> _DIRECTIONS FOR THIS TASK_:
The records come next. Copy all of them exactly.

> _DATA_:
= = = = =

Issue #4276, opened 2026-07-28
RFC: Retire meson.build files due to bit-rot


BsAtHome:
The meson.build files were introduced in #619 afaics. They have been allowed to accumulate missing bits, bytes, characters and more over the past seven years. You cannot build LinuxCNC using a meson build. No documentation is covered and no HAL is covered. IMO, it is redundant and should be removed.

Any comments?

andypugh:
Are the associated unit tests still present? I am not clear if one was dependent on the other.

BsAtHome:
The unit tests are in [gitroot]/unit_tests/ and yes, they depend on meson. However, from the looks of it, all the tests have probably (quite) some bit-rot too.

= = = = =

> _OUTPUT FOR THIS TASK_:
Issue #4276, opened 2026-07-28
RFC: Retire meson.build files due to bit-rot


BsAtHome:
The meson.build files were introduced in #619 afaics. They have been allowed to accumulate missing bits, bytes, characters and more over the past seven years. You cannot build LinuxCNC using a meson build. No documentation is covered and no HAL is covered. IMO, it is redundant and should be removed.

Any comments?

andypugh:
Are the associated unit tests still present? I am not clear if one was dependent on the other.

BsAtHome:
The unit tests are in [gitroot]/unit_tests/ and yes, they depend on meson. However, from the looks of it, all the tests have probably (quite) some bit-rot too.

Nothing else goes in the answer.